Transport Canada Scholarship $6,000
Elahe Sherafat
Toronto Metropolitan University
Autonomous Robots and Human Interaction in Shared Urban Areas, Pose Prediction
The advances in Intelligent Transport Systems (ITS) are laying the groundwork for putting the concept of a smart city into practice. Autonomous vehicles (AVs) and robots (ARs) are essential components of smart cities. In recent decades, numerous research targeted AVs and their interaction with pedestrians and cyclists.
In contrast, despite the benefits of deployment of autonomous robots for delivery purposes in urban areas, including responding to the increased e-commerce and online shopping, reducing congestion and cost of delivery, and being environmentally friendly, few papers aimed at investigating their interaction with humans.
Despite the aforementioned advantages and the existence of various companies offering Autonomous delivery robots, their widespread usage remained in the pilot stage in most areas. The reason for that is the challenges and safety hazards that ARs could bring for pedestrians, especially for people with disabilities, visual impairment, children and elderly people and being distracted. In my thesis, we aim at human and robot interaction in the interest of safe, foresighted and socially acceptable path planning of robots in urban spaces shared with pedestrians. To achieve this goal, the robot must comprehend the human’s movement, behaviour, intention and future path. The first step for that would be human pose estimation and prediction. That means understanding of current and predicting the future joint locations of each pedestrian.
Initially, we deployed a SLAM-based dataset for the multi-person human pose estimation in the presence of a Segway robot using YOLOv7, a vision-deep neural network. The network demonstrated high performance in dealing with crowded indoor and outdoor scenarios. The next step would be deploying the memory neural networks to predict the future pose of humans using sequences of human poses obtained from the YOLOv7.
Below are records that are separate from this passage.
Issue #395, opened 2019-06-04
Add a description for each chart


csphang:
Use metadata endpoint -- Richard to post the metadata

richardbarad:
I posted metadata to these widgets:

- Total Tree Cover Loss/Gain - `95c2c559-ca78-4b7a-b18b-7b2bca14ce83`
- Annual Tree Cover Loss - `e53e541c-92cd-4b00-9aa7-2c7bb36d4697`
- CO2 Emissions from biomass loss -`ac38fdbd-fdb1-4d8e-9109-674013fb51a2`
- Annual Tree Cover Loss in IFL - `2083a1bc-440d-43fe-8b50-ff9918a37c57`
- Annual Tree Cover Loss by Land Cover Class - `31f78466-fc0b-42f9-a7ae-bea8559740d8` 
- GLAD Alerts Per Month - `0734ba0a-3a6c-4388-aa4a-5871791b1d1f`
- Total GLAD Alerts - `16ff6282-8ceb-4055-938a-43726a62b205` 
- VIIRS Active Fires - `5d696f96-e6c7-4323-8bda-4c99cd6b0cb4`
- Land Cover Composition - `1b84364d-0efd-4d60-81ef-870f7d13ee7b`

It looks like there are several ways to pull the metadata:

This calls returns the widget + metadata in all languages:

http://production-api.globalforestwatch.org/widget/95c2c559-ca78-4b7a-b18b-7b2bca14ce83?includes=metadata

https://production-api.globalforestwatch.org/v1/dataset/a97036a8-5526-4b85-8ffb-9ee2cdd9b34a/widget/95c2c559-ca78-4b7a-b18b-7b2bca14ce83?includes=metadata

This call returns **just** the metadata without the widget and you can add a filter by language.

https://production-api.globalforestwatch.org/v1/dataset/a97036a8-5526-4b85-8ffb-9ee2cdd9b34a/widget/95c2c559-ca78-4b7a-b18b-7b2bca14ce83/metadata

https://production-api.globalforestwatch.org/v1/dataset/a97036a8-5526-4b85-8ffb-9ee2cdd9b34a/widget/95c2c559-ca78-4b7a-b18b-7b2bca14ce83/metadata?language=en

Unfortunately, this call does not seem to work so it looks you have to include the dataset ID in the query if you want to retrieve **just** the metadata.

[...]

PR #420, opened 2019-07-08
Retrieve chart description from API call

KaylaKremer:
https://github.com/wri/gfw-mapbuilder/issues/395


SwampGuzzler:
@KaylaKremer Don't make the `description` API call if we are Not in the report!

Besides, we plan to collect an enriched dataset for human-robot interaction using 1)deploying Visual Immersive Reality technology available in LiTrans, and 2)walking our own robots in Toronto Metropolitan University campus areas.
I would believe this research will result in an accurate prediction of the human pose while interacting with ARs, fills the gap that existed in the previous studies and eases further behavioural analysis of human and robot interaction. This, in turn, enables the widespread deployment of ARs in urban areas.